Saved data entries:
*** Block opens ***

PR #3989, opened 2021-12-03
Add fallback for browsers that can't clone errors

robertknight:
Currently only Chrome supports performing a structured clone of Errors, though it is planned to be supported in other browsers in future [1]. Implement a fallback so that we can get information about annotator-side
errors in other browsers.

Also improve handling if a non-Error value is passed to `sendError`.

[1] https://bugzilla.mozilla.org/show_bug.cgi?id=1556604. Haven't found a Safari issue for this yet.

### DIFF
--- a/src/shared/frame-error-capture.js
+++ b/src/shared/frame-error-capture.js
@@ -23,6 +23,44 @@ export function captureErrors(callback, context) {
 }
 
 /**
+ * @typedef ErrorData
+ * @prop {string} message
+ * @prop {string} [stack]
+ */
+
+/**
+ * Return a cloneable representation of an Error.
+ *
+ * This is needed in browsers that don't support structured-cloning of Error
+ * objects, or if the error is not cloneable for some reason.
+ *
+ * @param {Error|unknown} err
+ * @return {ErrorData}
+ */
+function serializeError(err) {
+  if (!(err instanceof Error)) {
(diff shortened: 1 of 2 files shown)


src/shared/frame-error-capture.js
```diff
@@ -41,12 +79,28 @@ export function sendError(error, context) {
...
-    // a fallback.
-    errorDestination.postMessage(data, '*');
+    // Try to send the error. If this fails because the browser doesn't support
+    // structured cloning of errors, use a fallback.
+    try {
+      errorDestination.postMessage(data, '*');
+    } catch (postErr) {
+      if (
+        postErr instanceof DOMException &&
+        postErr.name === 'DataCloneError'
```
esanzgar, line 96: I guess you have tested this in the browsers that don't currently support serialisation of `Error`.

esanzgar (approved):

src/shared/frame-error-capture.js
robertknight: Yes. This can be tested from the browser console like so:

```
> try { window.postMessage(new Error('test'), '*'); } catch (err) { lastErr = err };
< DataCloneError: The object can not be cloned.
> lastErr instanceof DOMException
< true
> lastErr.name
< "DataCloneError"
```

*** Block closes ***

■ WORK INSTRUCTIONS
Each record above is to be reproduced exactly, in full.

■ PROBLEM SOLUTION
PR #3989, opened 2021-12-03
Add fallback for browsers that can't clone errors

robertknight:
Currently only Chrome supports performing a structured clone of Errors, though it is planned to be supported in other browsers in future [1]. Implement a fallback so that we can get information about annotator-side
errors in other browsers.

Also improve handling if a non-Error value is passed to `sendError`.

[1] https://bugzilla.mozilla.org/show_bug.cgi?id=1556604. Haven't found a Safari issue for this yet.

### DIFF
--- a/src/shared/frame-error-capture.js
+++ b/src/shared/frame-error-capture.js
@@ -23,6 +23,44 @@ export function captureErrors(callback, context) {
 }
 
 /**
+ * @typedef ErrorData
+ * @prop {string} message
+ * @prop {string} [stack]
+ */
+
+/**
+ * Return a cloneable representation of an Error.
+ *
+ * This is needed in browsers that don't support structured-cloning of Error
+ * objects, or if the error is not cloneable for some reason.
+ *
+ * @param {Error|unknown} err
+ * @return {ErrorData}
+ */
+function serializeError(err) {
+  if (!(err instanceof Error)) {
(diff shortened: 1 of 2 files shown)


src/shared/frame-error-capture.js
```diff
@@ -41,12 +79,28 @@ export function sendError(error, context) {
...
-    // a fallback.
-    errorDestination.postMessage(data, '*');
+    // Try to send the error. If this fails because the browser doesn't support
+    // structured cloning of errors, use a fallback.
+    try {
+      errorDestination.postMessage(data, '*');
+    } catch (postErr) {
+      if (
+        postErr instanceof DOMException &&
+        postErr.name === 'DataCloneError'
```
esanzgar, line 96: I guess you have tested this in the browsers that don't currently support serialisation of `Error`.

esanzgar (approved):

src/shared/frame-error-capture.js
robertknight: Yes. This can be tested from the browser console like so:

```
> try { window.postMessage(new Error('test'), '*'); } catch (err) { lastErr = err };
< DataCloneError: The object can not be cloned.
> lastErr instanceof DOMException
< true
> lastErr.name
< "DataCloneError"
```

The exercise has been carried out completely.